Talk:Distance correlation

This is the talk page for discussing improvements to the Distance correlation article.
This is not a forum for general discussion of the article's subject.

Put new text under old text. Click here to start a new topic.
New to Wikipedia? Welcome! Learn to edit; get help.

Article policies

Find sources: Google (books · news · scholar · free images · WP refs) · FENS · JSTOR · TWL

Statistics Mid‑importance

	This article is within the scope of WikiProject Statistics, a collaborative effort to improve the coverage of statistics on Wikipedia. If you would like to participate, please visit the project page, where you can join the discussion and see a list of open tasks.StatisticsWikipedia:WikiProject StatisticsTemplate:WikiProject StatisticsStatistics articles
Mid	This article has been rated as Mid-importance on the importance scale.

Mathematics Low‑priority

	Mathematics portal This article is within the scope of WikiProject Mathematics, a collaborative effort to improve the coverage of mathematics on Wikipedia. If you would like to participate, please visit the project page, where you can join the discussion and see a list of open tasks.MathematicsWikipedia:WikiProject MathematicsTemplate:WikiProject Mathematicsmathematics articles
Low	This article has been rated as Low-priority on the project's priority scale.

Problems with the article[edit]

I've gone back to the two cited articles by the original authors, and I have some problems relating some things here to there:

1. In "properties": "(ii) dcov_n = 0 if and only if every observation is the same." First, the same as what?: dcov refers to the dcov of two different variables. And this quote seems unlikely to be true, since it would preclude two non-constant variables from having a sample dcov of zero even if the variables are independent.

(1) It is correct but unclear.

The 2007 paper (page 1244, before Remark 2) says that dvar_n(X) = 0 iff every sample observation is identical. Am I correct that "dcov_n" in the present quote should be changed to "dvar_n"?

It would be correct that way. It is awkward to state (ii), better dvar_n.

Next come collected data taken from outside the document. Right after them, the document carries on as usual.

PR #203, opened 2022-09-13
193 fix excessive conversion and add impls where needed

### LINKED ISSUE #193: The key is converted to a vector and back to a key two times in `IndexStruct::push`
First strange conversion: https://github.com/qoollo/pearl/blob/master/src/blob/index/core.rs#L268
Second: https://github.com/qoollo/pearl/blob/master/src/blob/index/core.rs#L275

Looks like `h.key()` can be used directly

lostl1ght:
Closes #193

### DIFF
--- a/CHANGELOG.md
+++ b/CHANGELOG.md
@@ -14,6 +14,7 @@ Pearl changelog
 - Fix order of records after bptree deserialization (#181)
 - Correct blob size comparison in index validation (#179)
 - Returning error when validating blob with corrupted records (#180)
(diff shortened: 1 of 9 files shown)


ikopylov:
@lostl1ght Please, fix conflicts. Key trait was moved to a separate file. Also, there was `ArrayKey<>` struct added

lostl1ght:
@ikopylov Done.

ikopylov (approved):
LGTM

PR #204, opened 2022-09-14
194 remove iterators from bloom filter

### LINKED ISSUE #194: Avoid using iterators in Bloom filter on hot paths
Bloom filter is heavily used in every read and write operation, so its methods should be optimized as much as possible.
I suggest to replace iterators by simple `for` loops in `add` (https://github.com/qoollo/pearl/blob/master/src/filter/bloom.rs#L269) and `contains_in_memory` (https://github.com/qoollo/pearl/blob/master/src/filter/bloom.rs#L281) functions

lostl1ght:
Closes #194

### DIFF
--- a/CHANGELOG.md
+++ b/CHANGELOG.md
@@ -9,6 +9,7 @@ Pearl changelog
 #### Changed
 - File name added to error messages in Blob struct (#183)
 - Update rust edition (#175)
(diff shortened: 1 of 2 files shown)


ikopylov (approved):
LGTM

2. In the section "Definitions#Distance covariance", it says "distance covariance is not the same as the covariance of distances, cov(|X-Y|, |Y-Y’|)". Should this say "cov(|X-X’|, |Y-Y’|)"? As it is it's not symmetric.

(2) you are correct; cov(|X-X’|, |Y-Y’|)

3. Still in the section "Definitions#Distance covariance", it says

"The population value of distance covariance [1][2] is

dcov(X,Y):= E|X-X’||Y-Y’| + E|X – X’| E|Y – Y’| - E|X – X’||Y – Y”| - E|X – X”||Y – Y’|

where E denotes expected value, X’ is an independent and identically distributed copy of X, Y’ is an independent and identically distributed copy of Y, finally X” (Y”) has the same distribution as X (Y) and independent not only of X (Y) but also of Y and Y’ (X and X’)."

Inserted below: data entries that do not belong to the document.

PR #209, opened 2022-09-19
207 preserve delete

### LINKED ISSUE #207: Preserve deletion record in index
Required for https://github.com/qoollo/bob/issues/533

idruzhitskiy:
Closes  #207

### DIFF
--- a/CHANGELOG.md
+++ b/CHANGELOG.md
@@ -7,6 +7,7 @@ Pearl changelog
 
 
 #### Changed
+- Save delete records in index (#207)
 
 
 #### Fixed
@@ -41,7 +42,6 @@ Pearl changelog
 #### Changed
 - File name added to error messages in Blob struct (#183)
 - Update rust edition (#175)
-- Save delete records in index (#207)
 
 #### Fixed
 - Fix docs (#177)
--- a/CHANGELOG.md
+++ b/CHANGELOG.md
@@ -9,6 +9,7 @@ Pearl changelog
 #### Changed
 - File name added to error messages in Blob struct (#183)
 - Update rust edition (#175)
+- Save delete records in index (#207)
 
 #### Fixed
 - Fix docs (#177)
--- a/src/blob/core.rs
+++ b/src/blob/core.rs
@@ -216,7 +216,6 @@ where
                 self.name.to_path()
             )
         })? {
-            let headers = filter_deleted_headers(headers);
             for header in headers {
                 self.index.push(header).context("index push failed")?;
             }
@@ -531,27 +530,6 @@ impl RawRecords {
         self.current_offset += header.data_size();
         Ok(header)
     }
-}
-
-pub(crate) fn filter_deleted_headers(headers: Vec<RecordHeader>) -> Vec<RecordHeader> {
-    let deleted = headers.iter().fold(BTreeMap::new(), |mut map, h| {
-        if h.is_deleted() {
-            let entry = map.entry(h.key().to_vec()).or_insert(h.created());
-            *entry = h.created().max(*entry);
-        }
-        map
-    });
-    if deleted.is_empty() {
-        return headers;
-    }
-
-    let mut new_headers = vec![];
-    for header in headers {
-        if deleted.get(header.key()).cloned().unwrap_or_default() < header.created() {
-            new_headers.push(header);
-        }
-    }
-    new_headers
 }
 
 #[async_trait::async_trait]
--- a/src/blob/core.rs
+++ b/src/blob/core.rs
@@ -260,8 +260,9 @@ where
             })?;
         self.index.push(key, record.header().clone())?;
         self.current_offset += buf.len() as u64;
-        Ok(record.header().clone())
+        Ok(record.into_header())
     }
+
     async fn write_locked(
         blob: ASRwLockUpgradableReadGuard<'_, Blob<K>>,
         key: &K,
--- a/src/blob/core.rs
+++ b/src/blob/core.rs
@@ -241,7 +241,7 @@ where
         Self::write_locked(blob, record).await
     }
 
-    async fn write_mut(&mut self, mut record: Record) -> Result<()> {
+    async fn write_mut(&mut self, mut record: Record) -> Result<RecordHeader> {
         debug!("blob write");
         debug!("blob write record offset: {}", self.current_offset);
         record.set_offset(self.current_offset)?;
@@ -259,7 +259,7 @@ where
             })?;
         self.index.push(record.header().clone())?;
         self.current_offset += buf.len() as u64;
-        Ok(())
+        Ok(record.header().clone())
     }
     async fn write_locked(
         blob: ASRwLockUpgradableReadGuard<'_, Blob<K>>,
@@ -322,14 +322,21 @@ where
         }))
     }
 
-    pub(crate) async fn mark_all_as_deleted(&mut self, key: &K) -> Result<u64> {
+    pub(crate) async fn mark_all_as_deleted(&mut self, key: &K) -> Result<Option<u64>> {
+        if self.index.get_any(key).await?.is_some() {
+            Ok(Some(self.push_deletion_record(key).await?))
+        } else {
+            Ok(None)
+        }
+    }
+
+    async fn push_deletion_record(&mut self, key: &K) -> Result<u64> {
         let on_disk = self.index.on_disk();
         if on_disk {
             self.load_index().await?;
         }
         let record = Record::deleted(key)?;
-        let header = record.header.clone();
-        self.write_mut(record).await?;
+        let header = self.write_mut(record).await?;
         let res = self.index.mark_all_as_deleted(key, header)?;
         Ok(res)
     }
--- a/src/blob/core.rs
+++ b/src/blob/core.rs
@@ -340,7 +340,7 @@ where
         }
         let record = Record::deleted(key)?;
         let header = self.write_mut(key, record).await?;
-        self.index.mark_all_as_deleted(key, header)
+        self.index.push_deletion(key, header)
     }
 
     fn headers_to_entries(headers: Vec<RecordHeader>, file: &File) -> Vec<Entry> {
--- a/src/blob/core.rs
+++ b/src/blob/core.rs
@@ -325,11 +325,12 @@ where
         }))
     }
 
-    pub(crate) async fn mark_all_as_deleted(&mut self, key: &K) -> Result<Option<()>> {
+    pub(crate) async fn mark_all_as_deleted(&mut self, key: &K) -> Result<bool> {
         if self.index.get_any(key).await?.is_some() {
-            Ok(Some(self.push_deletion_record(key).await?))
+            self.push_deletion_record(key).await?;
+            Ok(true)
         } else {
-            Ok(None)
+            Ok(false)
         }
     }
 
--- a/src/blob/core.rs
+++ b/src/blob/core.rs
@@ -223,7 +223,8 @@ where
             )
         })? {
             for header in headers {
-                self.index.push(header).context("index push failed")?;
+                let key = header.key().into();
+                self.index.push(&key, header).context("index push failed")?;
             }
         }
         debug!("index successfully generated: {}", self.index.name());
@@ -234,14 +235,14 @@ where
         // @TODO implement
     }
 
-    pub(crate) async fn write(blob: &ASRwLock<Self>, record: Record) -> Result<()> {
+    pub(crate) async fn write(blob: &ASRwLock<Self>, key: &K, record: Record) -> Result<()> {
         debug!("blob write");
         // Only one upgradable_read lock is allowed at a time
         let blob = blob.upgradable_read().await;
-        Self::write_locked(blob, record).await
+        Self::write_locked(blob, key, record).await
     }
 
-    async fn write_mut(&mut self, mut record: Record) -> Result<RecordHeader> {
+    async fn write_mut(&mut self, key: &K, mut record: Record) -> Result<RecordHeader> {
         debug!("blob write");
         debug!("blob write record offset: {}", self.current_offset);
         record.set_offset(self.current_offset)?;
@@ -257,12 +258,13 @@ where
                     _ => e.into(),
                 }
             })?;
-        self.index.push(record.header().clone())?;
+        self.index.push(key, record.header().clone())?;
         self.current_offset += buf.len() as u64;
         Ok(record.header().clone())
     }
     async fn write_locked(
         blob: ASRwLockUpgradableReadGuard<'_, Blob<K>>,
+        key: &K,
         mut record: Record,
     ) -> Result<()> {
         debug!("blob write record offset: {}", blob.current_offset);
@@ -280,7 +282,7 @@ where
                 }
             })?;
         let mut blob = RwLockUpgradableReadGuard::upgrade(blob).await;
-        blob.index.push(record.header().clone())?;
+        blob.index.push(key, record.header().clone())?;
         blob.current_offset += buf.len() as u64;
         Ok(())
     }
@@ -322,7 +324,7 @@ where
         }))
     }
 
-    pub(crate) async fn mark_all_as_deleted(&mut self, key: &K) -> Result<Option<u64>> {
+    pub(crate) async fn mark_all_as_deleted(&mut self, key: &K) -> Result<Option<()>> {
         if self.index.get_any(key).await?.is_some() {
             Ok(Some(self.push_deletion_record(key).await?))
         } else {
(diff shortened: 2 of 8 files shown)


src/blob/core.rs
```diff
@@ -282,19 +295,16 @@ where
...
-            if on_disk {
-                self.load_index().await?;
-            }
-            let record = Record::deleted(key)?;
-            self.write(record).await?;
-            let res = self.index.mark_all_as_deleted(key)?;
-            Ok(res)
-        } else {
-            Ok(None)
+    pub(crate) async fn mark_all_as_deleted(&mut self, key: &K) -> Result<u64> {
```
ikopylov, line 298: I think, this function should be renamed. It is now adds a deletion record, so possible name can be `put_deletion_record`.
Also, it would be nice to keep the old `mark_all_as_deleted` function, which first checks for existence in the index and then calls the new one.

src/blob/index/core.rs
```diff
@@ -244,9 +244,21 @@ where
...
+    fn mark_all_as_deleted_in_memory(
+        headers: &mut InMemoryIndex<K>,
+        key: &K,
+        default_header: RecordHeader,
+    ) -> Result<u64> {
         debug!("headers: {}", headers.len());
-        headers.remove(key).map(|v| v.len() as u64)
+        if let Some(v) = headers.get_mut(key) {
+            for h in v.iter_mut() {
+                h.mark_as_deleted()?
```
ikopylov, line 255: This is not good. It is better to keep existing records as is and push deletion record to the end of vector

src/blob/index/core.rs
```diff
@@ -244,9 +244,21 @@ where
         }
     }
 
-    fn mark_all_as_deleted_in_memory(headers: &mut InMemoryIndex<K>, key: &K) -> Option<u64> {
+    fn mark_all_as_deleted_in_memory(
```
ikopylov, line 247: I think it is better to name function as `push_deletion_header_in_memory`

src/blob/core.rs
```diff
@@ -282,19 +295,16 @@ where
...
+        let on_disk = self.index.on_disk();
+        if on_disk {
+            self.load_index().await?;
         }
+        let record = Record::deleted(key)?;
+        let header = record.header.clone();
```
ikopylov, line 304: Looks like this `clone` should happen after the record is written

src/blob/index/mod.rs
```diff
@@ -33,5 +33,5 @@ pub(crate) trait IndexTrait<K>: Send + Sync {
     fn count(&self) -> usize;
     async fn dump(&mut self, blob_size: u64) -> Result<usize>;
     async fn load(&mut self, blob_size: u64) -> Result<()>;
-    fn mark_all_as_deleted(&mut self, key: &K) -> Result<Option<u64>>;
+    fn mark_all_as_deleted(&mut self, key: &K, default_header: RecordHeader) -> Result<u64>;
```
ikopylov, line 36: `default_header` is not a good name for parameter. It can be just `header` (`default` is misleading)

ikopylov: Question: here you pass both `key` and `header` as parameters, but in `push` function above only `header` is passed. Is it possible to add `key` argument to `push` function?

src/record.rs
```diff
@@ -292,8 +292,4 @@ impl Header {
     pub(crate) fn is_deleted(&self) -> bool {
         self.flags & DELETE_FLAG == DELETE_FLAG
     }
-
-    pub(crate) fn created(&self) -> u64 {
```
ikopylov, line 296: Why this was removed?

src/blob/index/core.rs
```diff
@@ -244,9 +244,21 @@ where
...
+        key: &K,
+        default_header: RecordHeader,
+    ) -> Result<u64> {
         debug!("headers: {}", headers.len());
-        headers.remove(key).map(|v| v.len() as u64)
+        if let Some(v) = headers.get_mut(key) {
+            for h in v.iter_mut() {
+                h.mark_as_deleted()?
+            }
+            Ok(v.len() as u64)
```
ikopylov, line 257: It is still `1`, not `v.len()`, because the latest record overrides the old ones

src/storage/core.rs
```diff
@@ -920,7 +920,7 @@ where
         let mut safe = self.inner.safe.write().await;
         let active_blob = safe.active_blob.as_deref_mut();
         let count = if let Some(active_blob) = active_blob {
-            let count = active_blob.mark_all_as_deleted(key).await?.unwrap_or(0);
+            let count = active_blob.mark_all_as_deleted(key).await?;
```
ikopylov, line 923: It would be good to rename functions here too (`push_deletion_record`)

ikopylov:
Please, resolve merge conflicts

src/blob/index/core.rs
```diff
@@ -244,9 +244,21 @@ where
...
+        } else {
+            headers.insert(key.clone(), vec![default_header]);
```
ikopylov, line 259: Check `push` implementation. It also updates `mem` struct. Looks like this also should be done here

src/blob/index/core.rs
```diff
@@ -305,19 +317,19 @@ where
...
             }
             State::OnDisk(findex) => {
                 debug!("index get any on disk");
-                let header = findex.get_any(key).await?;
-                Ok(header)
+                findex.get_any(key).await?
             }
-        }
+        };
+        Ok(result.and_then(|h| if h.is_deleted() { None } else { Some(h) }))
```
ikopylov, line 332: Function `get_all` above should also be updated in the same way. Please, check other functions: maybe they also should be updated

src/blob/index/mod.rs
idruzhitskiy: No, `push` is used during regeneration, and there are no keys at this moment.

src/record.rs
idruzhitskiy: Unused

idruzhitskiy: It was removed by mistake

CHANGELOG.md
```diff
@@ -41,6 +41,7 @@ Pearl changelog
 #### Changed
 - File name added to error messages in Blob struct (#183)
 - Update rust edition (#175)
+- Save delete records in index (#207)
```
ikopylov, line 44: Move this line to `[Unreleased]` section

src/blob/index/core.rs
```diff
@@ -244,9 +244,28 @@ where
...
     }
 
-    fn mark_all_as_deleted_in_memory(headers: &mut InMemoryIndex<K>, key: &K) -> Option<u64> {
+    fn push_deletion_header_in_memory(
+        mem: &mut MemoryAttrs,
+        headers: &mut InMemoryIndex<K>,
+        key: &K,
+        header: RecordHeader,
+    ) -> Result<u64> {
+        mem.records_count += 1;
```
ikopylov, line 253: I think it is better to do after the insertion happened (at the end of the function)

src/blob/index/core.rs
```diff
@@ -296,27 +315,41 @@ where
...
-        match &self.inner {
+        let res = match &self.inner {
             State::InMemory(headers) => Ok(headers.get(key).cloned()),
             State::OnDisk(findex) => findex.find_by_key(key).await,
-        }
+        };
+        res.map(|r| {
+            r.and_then(|mut hs| {
+                hs.sort_by_key(|h| h.created());
+                hs.iter().fold(None, |s, n| {
```
ikopylov, line 325: This is not optimal. It is better to find the last `None` item and remove it and everything before directly from the vector without recreating it.

src/blob/index/core.rs
```diff
@@ -344,10 +377,17 @@ where
         }
     }
 
-    fn mark_all_as_deleted(&mut self, key: &K) -> Result<Option<u64>> {
+    fn mark_all_as_deleted(&mut self, key: &K, header: RecordHeader) -> Result<u64> {
```
ikopylov, line 380: `push_deletion`?

src/blob/index/core.rs
```diff
@@ -244,9 +244,28 @@ where
         }
     }
 
-    fn mark_all_as_deleted_in_memory(headers: &mut InMemoryIndex<K>, key: &K) -> Option<u64> {
+    fn push_deletion_header_in_memory(
```
ikopylov, line 247: You should also update `filters` to make the deletion visible (this will be required for the next PR)

src/blob/index/core.rs
ikopylov: As I see, this function becomes identical to `push`, which is good. So it is better to call `push` here, but additionally check, that passed `header` has `deleted` flag and its record size is zero

src/storage/core.rs
```diff
@@ -905,13 +905,13 @@ where
             .collect::<FuturesUnordered<_>>();
         let total = entries_closed_blobs
             .filter_map(|result| match result {
-                Ok(count) => count,
+                Ok(count) => Some(count),
```
ikopylov, line 908: If you reverted other changes to this function, then this one should be reverted too.
Also the question: do you plan to start using new functions in a subsequent PR?

src/blob/index/core.rs
```diff
@@ -296,27 +315,41 @@ where
...
     async fn get_all(&self, key: &K) -> Result<Option<Vec<RecordHeader>>> {
-        match &self.inner {
+        let res = match &self.inner {
             State::InMemory(headers) => Ok(headers.get(key).cloned()),
             State::OnDisk(findex) => findex.find_by_key(key).await,
-        }
+        };
+        res.map(|r| {
+            r.and_then(|mut hs| {
+                hs.sort_by_key(|h| h.created());
```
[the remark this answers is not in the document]
ikopylov: Please, recheck that this is true for `OnDisk` index

src/storage/core.rs
idruzhitskiy: Which functions?

ikopylov: I mean `push_deletion_record` function

src/blob/core.rs
```diff
@@ -258,12 +258,13 @@ where
                     _ => e.into(),
                 }
             })?;
-        self.index.push(record.header().clone())?;
+        self.index.push(key, record.header().clone())?;
         self.current_offset += buf.len() as u64;
-        Ok(())
+        Ok(record.header().clone())
```
ikopylov, line 263: Does the `clone()` needed here? If I understand right: we own `record` so we can return header without cloning

src/blob/index/bptree/core.rs
```diff
@@ -293,8 +292,11 @@ where
         self.file.read_at(&mut buf[..buf_size], leaf_offset).await?;
         let rh_size = self.header.record_header_size;
         if let Some((header, offset)) = self.read_header_buf(&buf[..buf_size], key, rh_size)? {
-            let mut headers = vec![header];
-            self.go_left(&mut headers, &buf[..buf_size], offset).await?;
+            let mut headers = vec![];
```
ikopylov, line 295: Create with capacity. By default, the first `push` to the vector increases its capacity to 4 items. In our use case the most common number of items is `1`

src/blob/index/core.rs
```diff
@@ -344,15 +352,11 @@ where
         }
     }
 
-    fn mark_all_as_deleted(&mut self, key: &K) -> Result<Option<u64>> {
+    fn mark_all_as_deleted(&mut self, key: &K, header: RecordHeader) -> Result<()> {
```
ikopylov, line 355: Rename to `push_deletion`

src/blob/index/core.rs
```diff
@@ -296,27 +290,41 @@ where
     }
 
     async fn get_all(&self, key: &K) -> Result<Option<Vec<RecordHeader>>> {
-        match &self.inner {
+        let res = match &self.inner {
             State::InMemory(headers) => Ok(headers.get(key).cloned()),
```
ikopylov, line 294: In memory all records stored in order of addition: the latest record is at the end. So you need to reverse the order here

src/blob/index/core.rs
```diff
@@ -296,27 +290,41 @@ where
...
             State::OnDisk(findex) => findex.find_by_key(key).await,
-        }
+        };
+        res.map(|r| {
+            r.and_then(|mut hs| {
```
ikopylov, line 298: Please, do it with pattern matching `if` (without `map` and `and_then`):
```
if Ok(Some(hs)) = res {
...
}
```

src/blob/index/core.rs
```diff
@@ -296,27 +290,41 @@ where
...
+                let last_del = (hs.len() - hs.iter().rev().take_while(|h| !h.is_deleted()).count())
```
ikopylov, line 299: The records are ordered from newest to latest, so you should find the first deletion record.
Also there is `position` function on `iter` that do what you need.

src/blob/index/core.rs
```diff
@@ -296,27 +290,41 @@ where
...
+                    .saturating_sub(1);
+                if last_del > 0 {
+                    hs.drain(0..=last_del);
```
ikopylov, line 302: With the order from newest to latest you need to remove the tail of the vector. That can be done with `truncate` function

src/blob/index/core.rs
ikopylov: Before calling `reverse` please check, that the length of the vector is `> 1`

src/blob/index/bptree/core.rs
```diff
@@ -293,8 +292,11 @@ where
...
+            self.go_left(header.key(), &mut headers, &buf[..buf_size], offset)
+                .await?;
+            headers.reverse();
```
ikopylov, line 298: Call it only if `headers.len() > 1`

src/blob/index/mod.rs
```diff
@@ -28,10 +28,10 @@ mod prelude {
...
     async fn get_all(&self, key: &K) -> Result<Option<Vec<RecordHeader>>>;
     async fn get_any(&self, key: &K) -> Result<Option<RecordHeader>>;
-    fn push(&mut self, h: RecordHeader) -> Result<()>;
+    fn push(&mut self, key: &K, h: RecordHeader) -> Result<()>;
     async fn contains_key(&self, key: &K) -> Result<bool>;
     fn count(&self) -> usize;
     async fn dump(&mut self, blob_size: u64) -> Result<usize>;
     async fn load(&mut self, blob_size: u64) -> Result<()>;
-    fn mark_all_as_deleted(&mut self, key: &K) -> Result<Option<u64>>;
+    fn mark_all_as_deleted(&mut self, key: &K, default_header: RecordHeader) -> Result<()>;
```
ikopylov, line 36: `default_header` -> `header`

src/storage/core.rs
```diff
@@ -911,7 +911,7 @@ where
                     None
                 }
             })
-            .fold(0, |a, b| a + b)
+            .fold(0, |a, _| a + 1)
```
ikopylov, line 914: `count`?

src/storage/core.rs
```diff
@@ -923,9 +923,9 @@ where
         let active_blob = safe.active_blob.as_deref_mut();
         let count = if let Some(active_blob) = active_blob {
             let mut active_blob = active_blob.write().await;
-            let count = active_blob.mark_all_as_deleted(key).await?.unwrap_or(0);
-            debug!("{} deleted from active blob", count);
-            count
+            active_blob.mark_all_as_deleted(key).await?;
+            debug!("1 deleted from active blob");
+            1
```
ikopylov, line 928: `mark_all_as_deleted` can return `None` in which case the result should be `0`

ikopylov:
There is a warning about `created` function. Previously, I suggested to keep that function, but if its presence generates warning then it is better to remove it (like you did it before). Sorry

src/storage/core.rs
idruzhitskiy: It was buried under ambigous calls, fixed

src/storage/core.rs
```diff
@@ -903,27 +903,32 @@ where
...
-            .filter_map(|result| match result {
-                Ok(count) => count,
-                Err(error) => {
-                    warn!("failed to delete records: {}", error);
-                    None
-                }
-            })
-            .fold(0, |a, b| a + b)
+        let total =
+            futures::stream::StreamExt::count(entries_closed_blobs.filter_map(
```
ikopylov, line 907: Why is the call to `count` in this form? Why not `.count()` at the end of expression?

src/blob/core.rs
```diff
@@ -323,21 +325,24 @@ where
         }))
     }
 
-    pub(crate) async fn mark_all_as_deleted(&mut self, key: &K) -> Result<Option<u64>> {
+    pub(crate) async fn mark_all_as_deleted(&mut self, key: &K) -> Result<Option<()>> {
```
ikopylov, line 328: I just thought, that it is strange to return `Option<()>` to show whether the record was deleted or not. There is a better type for that: `bool`. I suggest to replace `Result<Option<()>>` to `Result<bool>`

src/storage/core.rs
idruzhitskiy: Ambiguity with other imported methods

ikopylov (approved):
LGTM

I have a couple problems with this:

(a) Should it say that " X” (Y”) is independent not only of X and X’ (Y and Y’) but also ...."?

(b) I can't see how this definition relates to the one in the original papers (2007 and 2009). E.g. the closest thing I can find in the 2007 paper is in regard to the sample dcov, which is given (p. 2776, top and eq. 2.18) as

So I don't even see any mention of X” in the original paper. Duoduoduo (talk) 22:23, 21 December 2010 (UTC)[reply]

You want to check the later paper on Brownian Distance Covariance; this result is proved in the second part. You are correct that the equality is stated for population distance covariance. Looks like this section requires clarification.

Not the original poster but I will make corrections and clarifications asap. Thanks for catching the error. (modified my reply) Mathstat (talk) 23:28, 21 December 2010 (UTC)[reply]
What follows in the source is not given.